We decided to adjust the goals and focus only on the optimization of

matrix multiplication and its generalization. In the result, we

optimize a class of statements (see [1] for further details), which

also contains the matrix multiplication.

The result of evaluations of the corresponding code compiled with

r279395 of Clang on the Intel Core i7-3820 SandyBridge, for different

values of m, n, k and different compiler options can be found on the

following link [2].

According to the figure [2], the algorithm for the computation of the

optimal values of the parameters of matrix multiplication can be

improved. One way is a new algorithm for the computation of the

parameter Mc (see [1] for further details). If we, for example,

manually equate the Mc to Nc we get the following results [3]. Its

improvement is planned for the future.

The class also contains general matrix multiplication of the form C :=

αAB + βC, where C, A, and B are matrices of sizes m × n, m × k, and k

× n, respectively. In case, for example, of m = n = 1056 and k = 1024,

α = 32412, β = 2123, the corresponding code compiled with r278666 of

Clang with following options

clang -O3 gemm.c -I utilities/ utilities/polybench.c -DPOLYBENCH_TIME

-march=native -mllvm -polly -mllvm

-polly-pattern-matching-based-opts=true -DPOLYBENCH_USE_SCALAR_LB

-mllvm -polly-target-cache-level-associativity=8,8 -mllvm

-polly-target-cache-level-sizes=32768,262144 -mllvm

-polly-target-througput-vector-fma=1 -mllvm

-polly-target-latency-vector-fma=8

takes about 0.30 on the Intel Core i7-3820 SandyBridge.

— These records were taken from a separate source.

PR #3976, opened 2022-12-20
histogramdd normed argument replaced by density

### LINKED ISSUE #3975: [upstream change] histogramdd normed has been removed
normed has been removed in favour of density in numpy 1.24. Which is making CI fail.

Strangely enough this was done 7 months ago and we didn't pick this up at all in our Cron jobs using nightly builds until yesterday, so we need to look at why this is happening (it's possible the install order is wrong).

IAlibay:
Fixes #3975 

 - 

PR Checklist
------------
 - [x] Tests?
 - [x] Docs?
 - [x] CHANGELOG updated?

### DIFF
--- a/package/CHANGELOG
+++ b/package/CHANGELOG
@@ -18,14 +18,21 @@ The rules for this file:
  * 2.5.0
 
 Fixes
-  * np.histogramdd calls in :class:`DensityAnalysis` now pass the `density`
-    argument rather than the numpy 1.24 removed `density` (PR #3976)
 
 Enhancements
 
 Changes
 
 Deprecations
+
+
+12/21/22 IAlibay
+
+ * 2.4.2
+
+Fixes
+  * np.histogramdd calls in :class:`DensityAnalysis` now pass the `density`
+    argument rather than the NumPy 1.24 removed `density` (PR #3976)
 
 
 12/17/22 IAlibay
--- a/package/CHANGELOG
+++ b/package/CHANGELOG
@@ -32,7 +32,7 @@ Deprecations
 
 Fixes
   * np.histogramdd calls in :class:`DensityAnalysis` now pass the `density`
-    argument rather than the NumPy 1.24 removed `density` (PR #3976)
+    argument rather than the NumPy 1.24 removed `normed` (PR #3976)
 
 
 12/17/22 IAlibay
--- a/package/CHANGELOG
+++ b/package/CHANGELOG
@@ -18,6 +18,8 @@ The rules for this file:
  * 2.5.0
 
 Fixes
+  * np.histogramdd calls in :class:`DensityAnalysis` now pass the `density`
+    argument rather than the numpy 1.24 removed `density` (PR #3976)
 
 Enhancements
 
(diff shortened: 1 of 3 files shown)


pgbarletta:
I think you're just missing this [normed](https://github.com/MDAnalysis/mdanalysis/blob/123dabbe10764bfd6431aea445c3e96069c10041/package/MDAnalysis/analysis/density.py#L476). And [this one](https://github.com/MDAnalysis/mdanalysis/blob/123dabbe10764bfd6431aea445c3e96069c10041/package/MDAnalysis/analysis/density.py#L647) on the docs.

package/CHANGELOG
```diff
@@ -18,6 +18,8 @@ The rules for this file:
  * 2.5.0
 
 Fixes
+  * np.histogramdd calls in :class:`DensityAnalysis` now pass the `density`
```
IAlibay: @MDAnalysis/coredevs please look at discord for this one - in my opinion we probably should do a 2.4.2 release since this has effectively killed the DensityAnalysis code. However, _how_ we do bugfix releases really should be discussed.

TLDR; I'm pushing for us to be able to do bugfixes from a separate feature branch than `develop`. That way PRs can keep rolling into `develop` without breaking semver if we need to do a bugfix release.

IAlibay:
So the consensus (from @orbeckst and @richardjgowers that spoke up on this), is that we'll do separate bugfix branches based off the `release-2.4.x` tags where we cherry-pick commits from develop (where possible) and do release from them (please correct me if I misinterpreted things!).

As such, I've moved the changelog entry here to be 2.4.2, with the aim that I'll just cherry-pick the squash-merged commit out of here and re-deploy (yay..).

@MDAnalysis/coredevs please review this as a priority - it's the main cause of current CI failures, and it's blocking the 2.4.x announcement (we can't announce it if it's failing as soon as it's released).

orbeckst (approved):
thank you, lgtm

hmacdope (approved):
LGTM

hmacdope:
@IAlibay only concern is the 32 bit build? Causing some failures on the Azure CI

package/CHANGELOG
```diff
@@ -26,6 +26,15 @@ Changes
 Deprecations
 
 
+12/21/22 IAlibay
+
+ * 2.4.2
+
+Fixes
+  * np.histogramdd calls in :class:`DensityAnalysis` now pass the `density`
+    argument rather than the NumPy 1.24 removed `density` (PR #3976)
```
tylerjereddy: you may have meant `normed` here at the end?

tylerjereddy (commented):
CI failure looks like `h5py` not supporting NumPy `1.24.0` just yet on that platform.

32-bit Windows binaries seem to be getting dropped upstream a lot lately.

Releasing off of maintenance branches is what I do for SciPy and what Chuck does for NumPy, so +1 for that.

IAlibay:
we've had this particular h5py issue for some while (pre numpy 1.24 release), but the fact that there are more now might indicate that it's either related or it has accentuated the problem. I'm going to try switching the pipeline up a little bit to limit things for 32bit.

IAlibay:
Only extra thing I've done is slightly change the azure pipelines to pin numpy for 32bit (hopefully this fixes it 🤞🏽 thanks @tylerjereddy !), so with two approvals I'm going to go ahead with the merge.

In case the

described optimization is disabled, it takes about 0.75 and 2.1 in

case Polly is not used.

Furthermore, using the optimization we can optimize the following

examples of code:

Loop 1 for i = 0, …, UpperBound1 - 1 in steps of 1

Loop 2 for j = 0, …, UpperBound2 - 1 in steps of 1

Loop 3 for k = 0, …, UpperBound3 - 1 in steps of 1

C[i][j] += 32412 Op1 B[k][j]

endfor

endfor

endfor

Loop 1 for i = 0, …, UpperBound1 - 1 in steps of 1

Loop 2 for j = 0, …, UpperBound2 - 1 in steps of 1

Loop 3 for k = 0, …, UpperBound3 - 1 in steps of 1

C[i][j] = C[i][j] Op1 A[i][k] Op2 B[k][j]

endfor

endfor

endfor

where Opi is an operation from the set {+, -, /, *} (see [4], [5],

[6], [7] for results of their evaluations).

The described optimization is implemented in [8], [9], [10], [11],

[12], [13], [14] that are already committed and [15] that is under

review. For further details about the project, what code got merged,

what code did not get merged, and what is left to do, please see my

blog posts [1], [16].

I am planning to continue working on the project as part of my Ph.D.

thesis and implement the following:

1. Prefetching of the certain cache lines

The BLIS implementation of matrix-matrix multiplication prefetches

only the first cache line, before traversing a given interval of

memory. This could confirm that the implementation relies on hardware

preteching to prefetch the subsequent lines [17]. Consequently, there

is a possibility that its utilization could improve the described

optimization.

2. Reduction of the number of the parameters of a target architecture

that require to be specified as command line parameters

At the moment, to be able to use the implemented optimization, one

should specify parameters of a target architecture like, for example,

throughput of vector instructions per clock cycle (see [1] for further

details). Reduction of the number of such parameters using the

information about the target architecture of the LLVM (e.g.,

TargetTransformInfo::getArithmeticInstrCost) could be preferable.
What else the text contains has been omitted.